**AVAILABLE RECORDS**
PR #383, opened 2026-05-19
Implement various traits for `AssignedScalar` of the native ECC chip

miguel-ambrona:
These are implemented through the BigUint gadget (instead of foreign field emulation) so that there is no overhead in the architecture of circuits using Jubjub.

These new traits are necessary for ZKIRv3 after we agreed on that Compact will allow arithmetic operations on Jubjub scalars.

### DIFF
--- a/circuits/src/ecc/native/edwards_chip.rs
+++ b/circuits/src/ecc/native/edwards_chip.rs
@@ -198,7 +198,7 @@ impl<C: CircuitCurve> AssignedScalarOfNativeCurve<C> {
 
     /// Constructs an [`AssignedScalarOfNativeCurve`] from an
     /// [`AssignedBigUint`]. The result is not guaranteed to be canonical but is
-    /// guaranteed to have at most [`C::ScalarField::NUM_BITS`] bits.
+    /// guaranteed to have at most `C::ScalarField::NUM_BITS` bits.
     fn from_biguint(
         layouter: &mut impl Layouter<C::Base>,
         biguint_gadget: &BigUintGadget<C::Base, NG<C::Base>>,
--- a/circuits/src/ecc/native/edwards_chip.rs
+++ b/circuits/src/ecc/native/edwards_chip.rs
@@ -171,32 +171,45 @@ fn reduce_biguint_mod_scalar_order<C: CircuitCurve>(
 }
 
 impl<C: CircuitCurve> AssignedScalarOfNativeCurve<C> {
-    /// Converts the given scalar to a BigUint reduced modulo the scalar field
-    /// order.
-    fn to_reduced_biguint(
+    /// Converts the scalar's bits into an [`AssignedBigUint`].
+    /// The result is not guaranteed to be in canonical form (i.e. it may
+    /// represent a value greater than or equal to the scalar field order).
+    fn into_biguint(
+        &self,
+        layouter: &mut impl Layouter<C::Base>,
+        biguint_gadget: &BigUintGadget<C::Base, NG<C::Base>>,
+    ) -> Result<AssignedBigUint<C::Base>, Error> {
+        biguint_gadget.from_le_bits(layouter, &self.bits)
+    }
+
+    /// Converts the scalar's bits into an [`AssignedBigUint`].
+    /// The result is guaranteed to be in canonical form.
+    fn into_canonical_biguint(
         &self,
         layouter: &mut impl Layouter<C::Base>,
         biguint_gadget: &BigUintGadget<C::Base, NG<C::Base>>,
     ) -> Result<AssignedBigUint<C::Base>, Error> {
         let s = biguint_gadget.from_le_bits(layouter, &self.bits)?;
-        if self.bits.len() < C::ScalarField::NUM_BITS as usize {
-            return Ok(s);
-        }
         reduce_biguint_mod_scalar_order::<C>(layouter, biguint_gadget, &s)
     }
 
     /// Constructs an [`AssignedScalarOfNativeCurve`] from an
-    /// [`AssignedBigUint`], reducing it modulo the scalar field order if
-    /// necessary to ensure the resulting bit representation is canonical.
+    /// [`AssignedBigUint`]. The result is not guaranteed to be canonical but is
+    /// guaranteed to have at most [`C::ScalarField::NUM_BITS`] bits.
     fn from_biguint(
         layouter: &mut impl Layouter<C::Base>,
         biguint_gadget: &BigUintGadget<C::Base, NG<C::Base>>,
         s: &AssignedBigUint<C::Base>,
     ) -> Result<Self, Error> {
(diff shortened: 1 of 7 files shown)


circuits/src/ecc/native/edwards_chip.rs
```diff
@@ -556,7 +603,12 @@ impl<C: EdwardsCurve> EccChip<C> {
         if point.checked_in_subgroup {
             return Err(Error::Synthesis("clear_cofactor() should not be called in a point that is already guaranteed to be in the prime-order subgroup.".to_owned()));
         }
-        let r = self.mul_by_constant(layouter, C::ScalarField::from_u128(C::COFACTOR), point)?;
+        let r = EccInstructions::mul_by_constant(
+            self,
+            layouter,
+            C::ScalarField::from_u128(C::COFACTOR),
+            point,
+        )?;
```
iquerejeta, line 639: This is odd - why are you making these changes? i.e., why not `self.mul_by_constant`?

circuits/src/ecc/native/edwards_chip.rs
```diff
@@ -952,8 +1051,146 @@ impl<C: EdwardsCurve> EqualityInstructions<C::Base, AssignedNativePoint<C>> for
...
+    }
+
+    fn inv(
+        &self,
+        layouter: &mut impl Layouter<C::Base>,
+        s: &AssignedScalarOfNativeCurve<C>,
+    ) -> Result<AssignedScalarOfNativeCurve<C>, Error> {
+        let one = self.assign_fixed(layouter, C::ScalarField::ONE)?;
+        self.div(layouter, &one, s)
+    }
```
iquerejeta, line 1216: Makes more sense to do it the other way around. Implement `inv` and use it in `div`. Otherwise you are doing some unecessary ops, like: 

```
let r = r.to_reduced_biguint(layouter, &self.biguint_gadget)?;
```

for fixed 1.

circuits/src/ecc/native/edwards_chip.rs
```diff
@@ -952,8 +1080,156 @@ impl<C: EdwardsCurve> EqualityInstructions<C::Base, AssignedNativePoint<C>> for
...
+        s.value().error_if_known_and(|s| s.is_zero_vartime())?;
+
+        let res_val = r.value().zip(s.value()).map(|(r, s)| r * s.invert().unwrap());
+        let res = self.biguint_gadget.assign_biguint(
+            layouter,
+            res_val.map(|a| a.to_biguint()),
+            C::ScalarField::NUM_BITS,
+        )?;
+
+        let r = r.to_biguint(layouter, &self.biguint_gadget)?;
```
iquerejeta, line 1198: For the equality check
```
        let r = r.to_canonical_biguint(layouter, &self.biguint_gadget)?;
```

circuits/src/ecc/native/edwards_chip.rs
```diff
@@ -144,6 +152,68 @@ impl<C: EdwardsCurve> Sampleable for AssignedScalarOfNativeCurve<C> {
...
+
+    /// Converts the scalar's bits into an [`AssignedBigUint`].
+    /// The result is guaranteed to be in canonical form.
+    fn to_canonical_biguint(
+        &self,
+        layouter: &mut impl Layouter<C::Base>,
+        biguint_gadget: &BigUintGadget<C::Base, NG<C::Base>>,
+    ) -> Result<AssignedBigUint<C::Base>, Error> {
+        let s = biguint_gadget.from_le_bits(layouter, &self.bits)?;
+        reduce_biguint_mod_scalar_order::<C>(layouter, biguint_gadget, &s)
```
iquerejeta, line 196: Shouldn't we do the reduction only if we are not enforcing this to be canonical?

circuits/src/ecc/native/edwards_chip.rs
miguel-ambrona: Because `mul_by_constant` exists both in `ArithInstructions` and `EccInstructions`.

Rust could figure out which from the types but does not.

circuits/src/ecc/native/edwards_chip.rs
miguel-ambrona: I believe that is not that bad after the optimizations in the next commits.

Implementing `div` from `inv` would also be more expensive than the current `div`.

Anyway, let me implement `inv` independently and see.

circuits/src/ecc/native/edwards_chip.rs
miguel-ambrona: What?

circuits/src/ecc/native/edwards_chip.rs
miguel-ambrona: Not needed as the honest prover will use the canonical `r`.

Remember that we allow ourselves to have potentially incomplete equality assertions as long as the honest prover is complete in those.

circuits/src/ecc/native/edwards_chip.rs
miguel-ambrona: Ok, I implemented `inv` directly as:

```rust
    fn inv(
        &self,
        layouter: &mut impl Layouter<C::Base>,
        s: &AssignedScalarOfNativeCurve<C>,
    ) -> Result<AssignedScalarOfNativeCurve<C>, Error> {
        s.value().error_if_known_and(|s| s.is_zero_vartime())?;

        let res_val = s.value().map(|s| s.invert().unwrap());
        let res = self.biguint_gadget.assign_biguint(
            layouter,
            res_val.map(|a| a.to_biguint()),
            C::ScalarField::NUM_BITS,
        )?;

        let s = s.to_biguint(layouter, &self.biguint_gadget)?;
        let res_times_s = self.biguint_gadget.mul(layouter, &res, &s)?;
        let reduced_res_times_s =
            reduce_biguint_mod_scalar_order::<C>(layouter, &self.biguint_gadget, &res_times_s)?;

        self.biguint_gadget.assert_equal_to_fixed(
            layouter,
            &reduced_res_times_s,
            BigUint::from(1u64),
        )?;

        AssignedScalarOfNativeCurve::from_biguint(layouter, &self.biguint_gadget, &res)
    }
```

And there is literally no change in the goldenfiles.

I'll leave it as is.

circuits/src/ecc/native/edwards_chip.rs
iquerejeta: We have the field `enforced_canonical`. Shouldn't we check that before doing the reduction?

miguel-ambrona: Oh yeah, that was the whole point. I had the impression I was missing something yesterday. Thanks!

miguel-ambrona: Done, this was a big improvement.

iquerejeta (dismissed):

iquerejeta (approved):

erik-axeljakobsson (approved):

**TASK DETAILS**
Reproduce the entries above exactly, starting at their first line and finishing with the line that contains "-198,7 +198,7 @@".

**TASK SOLUTION**
PR #383, opened 2026-05-19
Implement various traits for `AssignedScalar` of the native ECC chip

miguel-ambrona:
These are implemented through the BigUint gadget (instead of foreign field emulation) so that there is no overhead in the architecture of circuits using Jubjub.

These new traits are necessary for ZKIRv3 after we agreed on that Compact will allow arithmetic operations on Jubjub scalars.

### DIFF
--- a/circuits/src/ecc/native/edwards_chip.rs
+++ b/circuits/src/ecc/native/edwards_chip.rs
@@ -198,7 +198,7 @@ impl<C: CircuitCurve> AssignedScalarOfNativeCurve<C> {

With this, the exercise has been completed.